The specification doesn't have any provisions for handling the case where an embedded client wants to put up a dialog. Such a dialog should be transient-for the real toplevel window, and, if modal, should block the entire toplevel window. To fully implement this, you would need some concept of an application that spanned multiple toplevel windows in multiple clients.
It's frequently useful to have key bindings that trigger on a widget if the focus is on a child of that widget. For instance, ControlPageUp and ControlPageUp switch pages in a notebook widget when the focus is on a child of the notebook. The XEmbed spec currently has no handling of this situation.
The simplest solution would be to specify that if the client widget doesn't handle a key press sent to it, it then sends the event back to the embedder. Some care would be required in the embedder handle infinite loops, but it shouldn't be that bad.

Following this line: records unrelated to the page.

PR #520, opened 2022-10-24
The new subpages are now available on the dropdowns in the list of th…

spitfire305:
…e campaign's maps

### DIFF
--- a/app/Models/MiscModel.php
+++ b/app/Models/MiscModel.php
@@ -585,6 +585,23 @@ abstract class MiscModel extends Model
                 </a>
             </li>';
             }
+            if ($campaign->enabled('maps') && $this->entityTypeId() == config('entities.ids.map')) {
+                $actions[] = '<li>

GTK+-2.0 contains a feature for key navigation of tooltips where Control-F1 toggles a "tooltips keyboard mode" where the tooltip for the currently focused window is displayed. There is no way of propagating this across XEMBED. This feature could clearly be implemented the same way as XEMBED_WINDOW_ACTIVATE, but adding a pair of messages for every feature of this type seems excessive.
A possible alternate idea would be to add a _XEMBED_STATE property that the embedder sets on the client window which is a list of atoms. This could actually be used to replace XEMBED_WINDOW_ACTIVATE, and XEMBED_MODALITY_ON, simplifying the protocol.
There are some race conditions in maintaining this property if the client is allowed to reparent itself out of the embedder that would have to be considered.